Can't wait for the next installments. Is it a parking garage next time?
Rated & Cheers!
MTN -- No need to worry about tradmark infringment.
VG -- Marlo was That Girl!
Poet -- Remember white out? and Korrect-type and the rubber eraser wheels with the green nylon brushes?
GregorMendel -- Good things come to those who wait.
Designator -- I was walking up 37th St about an hour ago and wondered should I pop in? Nah
Bubba -- Are you gonna tell the story or you gonna let me?
Congrats on the EP for this. It's well deserved!!
Now I have it figured he probably interviews people on park benches and nobody wants to fess up.
but you seem to nice for the job.
Luis G -- Thank the OS editors for the placement, not me. I never know where my stuff ends up when I first write it. Thanks for you kind comments
Ablonde -- Exactly. Who could I tell? If I did tell, who would believe me.
AKA -- I laughed out loud for a good two minutes at your comments. Thanks.
gw -- well gosh
Zuma -- now you know how I feel when I read your posts.
Great cliffhanger curiosity-provoking story - can't wait to read the rest.
I'm the worse typist in the world, but I loved the sound of Selectric typewriters.
Man, that's so cool!!!
They asked me who my idols were, I told them my dad. And Martin Luther King.
No, I didn't get the job.
:)
Secretly Rated
You completely had me until "end of part one". ( just kidding - never know if anyone gets me sense of humor sometime, perhaps that's why my family says that i don't have one). Seriously - good story, will be here for Part two.
Or maybe not.
You know, a certain amount of secrecy there can be optional. The exhole chose to be covert, the job didn't require it. He was so overtly secretive, though, people in my family just assumed he worked for the CIA.
I always wonder what their psych tests actually look for.
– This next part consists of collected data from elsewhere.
PR #1692, opened 2021-03-31
fixes an issue where if you're not in a room, querying for the users …

ityonemo:
…fails

### DIFF
--- a/kousa/lib/beef/access/users.ex
+++ b/kousa/lib/beef/access/users.ex
@@ -64,6 +64,7 @@ defmodule Beef.Access.Users do
 
   def get_users_in_current_room(user_id) do
     case tuple_get_current_room_id(user_id) do
+      {:ok, nil} -> {nil, []}
       {:ok, current_room_id} ->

And, oh yeah, the best invention in the history of the world: UNDO. The selectric didn't have that.
Denese -- Your husband's story sounds more intriguing than mine.
Chesney -- Look for the hole in the big oak tree in Central park by the 7th St Traverse.
Kathy -- Or a big anti-climax.
Silk -- That sounds like a cool story in itself.
Odette -- When good writers ask me for more, that's a wonderful compliment.
reinvented -- Who wouldn't wnat a job like that.
Suzn -- Kids today don't have the appreciation of having to change ribbons, etc. The clunk, clunk, clunk sound of a selectric was memorable.
Luis G -- Thanks.
Tink -- Hahaha, you're too honest. It must've been your law degree and CPA that made them want you.
Trudge -- Falcon and Snowman? Not!
Cartouche -- Thanks very much.
Teresa M -- I lost a lot of people at the end of part one. Yeah, I hear you about Make Room for Daddy.
Catnlion -- Maybe or maybe not.
Cred -- Haha "Undo" you're right about that.
So, I happily told the Peace Corps (the group I really wanted to join) that I'd never had any association whatsoever with the CIA. Either the Peace Corps never checked or my file was destroyed.